Links: www.worthauerei.de/dogblog, www.worthauerei.de

Der Schornstein der Firma Sebens in Leer und journalistische Recherche in Zeiten des Internet

Schornstein auf dem ehemaligen Gelände der Firma Sebens, Leer, Ostfriesland, am 5. August 2012 (Foto: K. Sebens)

Recherche ist für manche ein notwendiges Übel – wichtig ist sie auf jeden Fall, wenn man als schreibender oder sendender Journalist unterwegs ist. Dennoch, wer  für einen Termin mal gerade 20 Minuten Zeit hat, dem bleibt nicht die Muße, z.B. noch beim Stadtarchiv anzurufen, geschweige denn, vorbeizuschauen. Was neben dem einen Gesprächspartner nicht online zu finden ist, hat Pech gehabt – so ist manchmal mein Eindruck.

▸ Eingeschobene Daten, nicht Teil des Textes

PR #1661, opened 2020-04-06
Libraries: LibCrypto + LibTLS

alimpfard:
It is time.
We must march forward towards TLS 1.2

 This PR adds:
- Encryption / Decryption
    - AES_CBC
- Cryptographic Hashing
    - SHA1
    - SHA256 / SHA512
    - MD5
- Authentication / Message Digest
    - HMAC
- Public-Key Cryptographic Systems
    - RSA

- BigInteger support (courtesy of @itamar8910)
    - addition
    - subtraction
    - multiplication
    - divmod

- Number theory "primitives" [`Crypto::NumberTheory`]
    - modular inverse
    - modular exponentiation
    - GCD / LCM
    - probable-prime-test (not rigorously tested yet)

- LibTLS
    - Basic TLS stack
    - code that is a little obnoxious 

now can load https://jcs.org (thanks @jcs) in a record-breaking 40 seconds! (ouch)

shot-2020-04-27_03-57-48


alimpfard:
I just realised I didn't make this a draft
@awesomekling please do not merge this for the time being, at least not until the base classes end up stabilising a bit

alimpfard:
TODO (mostly for me):

- [ ] Basic Cipher Suite
    - [ ] Block Ciphers
        - [X] AES
            - [X] CBC
        - [ ] DES
            - [ ] 3DES - EDE
                - [ ] CBC
    - [ ] Hashing
        - [ ] HMAC
    - [ ] Signatures / checking | SKE
        - [ ] RSA
        - [ ] DSA
        - [ ] ECDSA
        - [ ] DH
- [ ] Playing with TLS 1.2 to figure out what else we need

Libraries/LibCrypto/PK/RSA.h
```diff
@@ -0,0 +1,315 @@
...
+#include <LibCrypto/PK/Code/EMSA_PSS.h>
+#include <LibCrypto/PK/PK.h>
+
+// should also be removed once we have the functions in bigint
+#define HELPER_DEBUG
+
+namespace Crypto {
+namespace PK {
+
+    namespace RSAHelpers {
```
alimpfard, line 39: @itamar8910, this namespace outlines the functions and capabilities that BigInt should have.
note that most of the implementations are fairly inefficient.

Libraries/LibCrypto/BigInt/UnsignedBigInteger.cpp
```diff
@@ -64,18 +64,71 @@ UnsignedBigInteger UnsignedBigInteger::add(const UnsignedBigInteger& other)
...
+            result.m_words.append(static_cast<u32>(after_borrow - static_cast<u64>(other.m_words[i])));
+            borrow = 1;
+        } else {
+            result.m_words.append(m_words[i] - borrow - other.m_words[i]);
+            borrow = 0;
+        }
+    }
+
+    for (size_t i = other.length(); i < length(); ++i) {
+        ASSERT(!(borrow == 1 && m_words[i] == 0));
```
alimpfard, line 97: @itamar8910, This assert trips when
```
UnsignedBigInteger { 1 }.shift_left(256).sub(1)
```

itamar8910: Are you sure you're using the latest commit? I fixed a bug in operator< that also tripped this assert in 9b90722

alimpfard: Does iterating `other.length()` times make sense here? it might have leading zeros.

`a.divide(b)` trips a vector OOB assert, it could be because of this
```
b: 0|51657| a: 65535|
```

musa11971:
@alimpfard You can turn this into a draft if you’d like  
  

https://github.blog/changelog/2020-04-08-convert-pull-request-to-draft/

alimpfard:
Coming soon (:tm:) to a Serenity PR near you!

sunverwerth:
Have you done this before? I wouldn't even know where to start.
Is there a public test suite for this stuff? Anyway, impressive work 👏

alimpfard:
Not in one chunk, no.
There isn't any decent test suite for TLS itself, but you can fight against openssl/mbedtls/whatever for that.

as for where to start...well...you start by reading the RFC and then implementing its absolute minimum requirements in a depth-first fashion, lol

alimpfard:
@awesomekling your HTTP protocol code is too dependent on TCPSocket...
maybe that `class TLSSocket : public Core::TCPSocket` thing will actually happen...

Preferably not as part of this PR though :^)

alimpfard:
It seems LibHTTP is...inevitable...

danboid:
Exciting stuff!

It'd be great to see a serenity native SSH client and server based on this.

alimpfard:
@danboid It would certainly be neat.
Off the top of my head, SSH uses some crypto infrastructure that LibCrypto currently lacks (ECDH or DH), and to be honest...I am quite afraid of the former.

Perhaps once my head is clear I could try working on it.
Or someone else could take a stab at it, I'd certainly love that.

alimpfard:
I \*this\* I'm done adding things to this, GCM or ECDHE can be worked on in a later commit/PR

For now...I shall open the review floodgates and see where we go!

Dexesttp:
The Travis build error doesn't seem accurate (everything built but it just took too long and the job failed I think ?)

I've been skimming through the code without really diving hard in the algorithms, but something jumped out at me : the ASN1, DER, HMAC and a few other files are header-files with a lot of code in them. Is there a reason why they are not split into .cpp/.h files like AES, SHA, etc... are ?

Libraries/LibCrypto/ASN1/PEM.h
```diff
@@ -0,0 +1,74 @@
...
+
+        if (data_in[i] != '-') {
+            // read entire line
+            while ((i < input_length) && (data_in[i] != '\n'))
+                i++;
+            continue;
+        }
+
+        if (data_in[i] == '-') {
+            unsigned int end_idx = i;
```
awesomekling, line 55: Let's use the same type as `i` here (`size_t`)

Libraries/LibCrypto/PK/PK.h
```diff
@@ -0,0 +1,68 @@
...
+
+#include <AK/ByteBuffer.h>
+#include <AK/String.h>
+
+namespace Crypto {
+namespace PK {
+
+// FIXME: Fixing name up for grabs
+template<typename PrivKeyT, typename PubKeyT>
+class PKSystem {
```
Dexesttp, line 37: If you're looking for suggestions, I think C# uses `CryptoServiceProvider`.

Libraries/LibCrypto/PK/RSA.h
```diff
@@ -0,0 +1,234 @@
...
+    Integer m_private_exponent;
+    Integer m_public_exponent;
+    size_t m_length { 0 };
+};
+
+template<typename PubKey, typename PrivKey>
+struct RSAKeyPair {
+    PubKey public_key;
+    PrivKey private_key;
+};
```
Dexesttp, line 112: if I'm not mistaken, the RSA private key contains all the data of the public key. Does it make sense to store both in independent objects ?

Libraries/LibHTTP/Forward.h
```diff
@@ -0,0 +1,10 @@
+
```
Dexesttp, line 1: Missing license header

Libraries/LibTLS/ClientHandshake.cpp
```diff
@@ -0,0 +1,614 @@
...
+        size_t payload_size = buffer[1] * 0x10000 + buffer[2] * 0x100 + buffer[3] + 3;
+#ifdef TLS_DEBUG
+        dbg() << "payload size: " << payload_size << " buffer length: " << buffer_length;
+#endif
+        if (payload_size + 1 > buffer_length)
+            return (i8)Error::NeedMoreData;
+
+        switch (type) {
+        // hello request
+        case 0x00:
```
Dexesttp, line 304: Styling, feel free to ignore : Rather than having comments + magic values in the code, maybe add some `#DEFINE` or constexprs ?

Libraries/LibTLS/ClientHandshake.cpp
```diff
@@ -0,0 +1,614 @@
...
+                write_packet(packet);
+                break;
+            }
+            case Error::DecryptionFailed: {
+                auto packet = build_alert(true, (u8)AlertDescription::DecryptionFailed);
+                write_packet(packet);
+                break;
+            }
+            default:
+                break;
```
Dexesttp, line 545: We catched an unknown error, maybe log something or ASSERT ?

Libraries/LibTLS/ClientHandshake.cpp
```diff
@@ -0,0 +1,614 @@
...
+            }
+            if (payload_res < 0)
+                return payload_res;
+        }
+        switch (write_packets) {
+        case 1:
```
Dexesttp, line 551: Styling, feel free to ignore : Same as above with the constexpr or `#DEFINE`

Libraries/LibTLS/Exchange.cpp
```diff
@@ -0,0 +1,216 @@
...
+{
+    if (!secret.size()) {
+        dbg() << "null secret";
+        return;
+    }
+
+    // RFC 5246: "In this section, we define one PRF, based on HMAC.  This PRF with the
+    // 			  SHA-256 hash function is used for all cipher suites defined in this
+    //            document and in TLS documents published prior to this document when
+    //            TLS 1.2 is negotiated."
```
Dexesttp, line 106: Styling : Formatting issue in this comment ?

Libraries/LibTLS/Handshake.cpp
```diff
@@ -0,0 +1,159 @@
...
+#include <LibCore/Timer.h>
+#include <LibCrypto/ASN1/DER.h>
+#include <LibCrypto/PK/Code/EMSA_PSS.h>
+#include <LibTLS/TLSv12.h>
+
+namespace TLS {
+
+ByteBuffer TLSv12::build_hello()
+{
+    // arc4random_buf(&m_context.local_random, 32);
```
Dexesttp, line 36: In which case should we enable or disable creating a new random number each time ?

Libraries/LibTLS/Record.cpp
```diff
@@ -0,0 +1,316 @@
...
+
+            return (i8)Error::IntegrityCheckFailed;
+        }
+        plain = decrypted.slice(0, length - mac_size);
+    }
+    m_context.remote_sequence_number++;
+
+    switch (type) {
+    case MessageType::ApplicationData:
+        if (m_context.connection_status != 0xff) {
```
Dexesttp, line 246: Styliing, feel free to ignore : Here and below in ChangeCipher, we're checking `connection_status` against magic values. Maybe add constants and/or `#DEFINE`s about it ?

Libraries/LibTLS/Socket.cpp
```diff
@@ -0,0 +1,212 @@
...
+
+ByteBuffer TLSv12::read(size_t max_size)
+{
+    if (m_context.application_buffer.size()) {
+        auto length = min(m_context.application_buffer.size(), max_size);
+        auto buf = m_context.application_buffer.slice(0, length);
+        m_context.application_buffer = m_context.application_buffer.slice(length, m_context.application_buffer.size() - length);
+        return buf;
+    } else
+        return {};
```
Dexesttp, line 52: I don't know what the coding style is, but `if { /* curlies */ } else /* Single statement */` feels weird.

Dexesttp: Thinking about it, you can just skip the else entirely and return.

Libraries/LibCrypto/PK/Code/EMSA_PSS.h
```diff
@@ -0,0 +1,179 @@
...
+
+            for (size_t i = 0; i < mask_length; ++i)
+                DB[i] = masked_DB[i] ^ DB_mask[i];
+
+            DB[0] &= 0xff >> (8 - length_to_check);
+
+            auto check_octets = emsg.size() - HashFunction::DigestSize - SaltLength - 2;
+            for (size_t i = 0; i < check_octets; ++i)
+                if (DB[i])
+                    return VerificationConsistency::Inconsistent;
```
awesomekling: Please wrap multi-line statements in `{ }`

Libraries/LibCrypto/BigInt/UnsignedBigInteger.cpp
```diff
@@ -312,4 +312,32 @@ UnsignedBigInteger UnsignedBigInteger::create_invalid()
...
+
+    return integer;
+}
+
+size_t UnsignedBigInteger::export_data(AK::ByteBuffer& data)
+{
+    UnsignedBigInteger copy { *this };
+
+    size_t size = trimmed_length() * sizeof(u32);
+    size_t i { 0 };
```
awesomekling, line 334: Let's be consistent wrt `{}` vs `=` initialization.

Libraries/LibTLS/TLSPacketBuilder.h
```diff
@@ -0,0 +1,118 @@
...
+
+    PacketBuilder(MessageType type, Version version, size_t size_hint = 0xfdf)
+    {
+        m_packet_data = ByteBuffer::create_uninitialized(size_hint + 16);
+        m_current_length = 5;
+        m_packet_data[0] = (u8)type;
+        *(u16*)m_packet_data.offset_pointer(1) = convert_between_host_and_network((u16)version);
+    }
+
+    inline void append(u16 value)
```
awesomekling, line 63: `inline` is meaningless in this context; the function is implicitly inline by having its body in the declaration.

Libraries/LibTLS/TLSPacketBuilder.h
```diff
@@ -0,0 +1,118 @@
...
+    inline void set(size_t offset, u8 value)
+    {
+        ASSERT(offset < m_current_length);
+        m_packet_data[offset] = value;
+    }
+    size_t length() const { return m_current_length; }
+
+private:
+    ByteBuffer m_packet_data;
+    size_t m_current_length;
```
awesomekling, line 116: Please explicitly initialize primitive values.

Libraries/LibTLS/TLSv12.cpp
```diff
@@ -0,0 +1,1800 @@
...
+    dbgprintf("\n");
+}
+}
+
+using namespace Crypto;
+
+namespace {
+struct OIDChain {
+    void* root;
+    u8* oid;
```
awesomekling, line 37: Please explicitly initialize raw pointers.

Libraries/LibTLS/TLSv12.cpp
```diff
@@ -0,0 +1,1800 @@
...
+    _parse_asn1(m_context, cert, buffer.data(), buffer.size(), 1, fields, nullptr, 0, nullptr, nullptr);
+
+    dbg() << "Certificate issued for " << cert.subject << " by " << cert.issuer_subject;
+
+    return cert;
+}
+
+ByteBuffer TLSv12::build_hello()
+{
+    // arc4random_buf(&m_context.local_random, 32);
```
awesomekling: Should this really be commented out? ;)

Libraries/LibTLS/TLSv12.cpp
```diff
@@ -0,0 +1,516 @@
...
+                if (cert.der.size() < temp) {
+                    cert.der.grow(temp);
+                } else {
+                    cert.der.trim(temp);
+                }
+                cert.der.overwrite(0, buffer + start_position, temp);
+            }
+        } else {
+            switch (type) {
+            case 0x00:
```
Dexesttp, line 187: Styling, feel free to ignore : Same remark about magic values here, what are they used for / can they be replaced with `#DEFINE`, constexpr or enums ?

Libraries/LibTLS/TLSv12.h
```diff
@@ -0,0 +1,400 @@
...
+
+    bool expand_key();
+
+    bool compute_master_secret(size_t length);
+
+    Context m_context;
+    RefPtr<Core::Notifier> m_notifier;
+
+    OwnPtr<Crypto::Cipher::AESCipher::CBCMode> m_aes_local { nullptr };
+    OwnPtr<Crypto::Cipher::AESCipher::CBCMode> m_aes_remote { nullptr };
```
awesomekling, line 407: No need to explicitly initialize smart pointers; they are null by default.

Libraries/LibTLS/TLSv12.h
```diff
@@ -0,0 +1,400 @@
...
+            set_error(errno);
+        } else {
+            set_fd(fd);
+            set_mode(IODevice::ReadWrite);
+            set_error(0);
+        }
+    }
+
+    ByteBuffer& write_buffer() { return m_context.tls_buffer; }
+    bool established() const { return m_context.connection_status == 0xff; }
```
awesomekling, line 248: `is_established`

Libraries/LibTLS/TLSv12.h
```diff
@@ -0,0 +1,400 @@
...
+    bool load_certificates(const ByteBuffer& pem_buffer);
+    bool load_private_key(const ByteBuffer& pem_buffer);
+
+    ByteBuffer finish_build();
+
+    const StringView& alpn() const { return m_context.negotiated_alpn; }
+    void add_alpn(const StringView& alpn);
+    bool has_alpn(const StringView& alpn) const;
+
+    bool cipher_supported(CipherSuite suite) const
```
awesomekling, line 270: `supports_cipher`

Libraries/LibTLS/TLSv12.h
```diff
@@ -0,0 +1,400 @@
...
+    {
+        return suite == CipherSuite::RSA_WITH_AES_128_CBC_SHA256 || suite == CipherSuite::RSA_WITH_AES_256_CBC_SHA256;
+    }
+
+    bool version_supported(Version v) const
```
awesomekling, line 275: `supports_version`

Libraries/LibTLS/TLSv12.h
```diff
@@ -0,0 +1,400 @@
...
+    void set_sni(const StringView& sni)
+    {
+        if (m_context.is_server || m_context.critical_error || m_context.connection_status != 0) {
+            dbg() << "invalid state for set_sni";
+            return;
+        }
+        m_context.SNI = sni;
+    }
+
+    Optional<Certificate> parse_asn1(const ByteBuffer& buffer, bool client_cert = false);
```
awesomekling, line 260: Can this be `const`?

Libraries/LibTLS/TLSv12.cpp
```diff
@@ -0,0 +1,516 @@
...
+        hash_kind = Crypto::Hash::HashKind::SHA1;
+        break;
+    case Crypto::Hash::SHA256::DigestSize:
+        hash_kind = Crypto::Hash::HashKind::SHA256;
+        break;
+    case Crypto::Hash::SHA512::DigestSize:
+        hash_kind = Crypto::Hash::HashKind::SHA512;
+        break;
+    default:
+        break;
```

Reden ist immer gut – jetzt hat das Thema Recherche mich selbst erwischt – ich habe etwas gelesen über meine Familie, das wohl nicht ganz ausführlich recherchiert worden ist.

Ich war im August in Leer und habe mit meinem Bruder die Gräber der Familie Sebens auf dem alten Friedhof am Westerende besucht – beim Gang in die Stadt fiel uns auf: Der alte Schornstein auf dem ehemaligen Gelände der Spirituosenfabrik unseres Großvaters Johann Peter Sebens hat ein Gerüst und wird – renoviert!

Dann las ich den Artikel “Leer: Meisterwerk bleibt bestehen” in der  Ostfriesen-Zeitung darüber, dass die jetzigen Eigentümer von Haus und Grundstück, auf dem die alte Brennerei Sebens stand, Siegried und Rewert Wurpts, liebevoll den alten Schornstein restaurieren.

Autor Gerwin Gräfes Informationen über die Vorbesitzer erscheinen dann allerdings ein wenig lückenhaft, z.B. schreibt er:

“1832 erwarb die Familie Sebens Haus und Hof und betrieb dort eine Kaltbrennerei und eine Ziegelei. Um 1878 stieg das Unternehmen von Zement auf Schnaps um.”

Es war wohl doch ein wenig anders – und so war´s auch in der Ostfriesen-Zeitung zum 200-jährigen Jubiläum der Firma Sebens zu lesen.

Meiner Cousine Jutta Kajan, geb. Sebens, hat der aktuelle Artikel nun doch keine Ruhe gelassen und sie hat ihre Recherchen zur Familiengeschichte der Sebens an mich gemailt.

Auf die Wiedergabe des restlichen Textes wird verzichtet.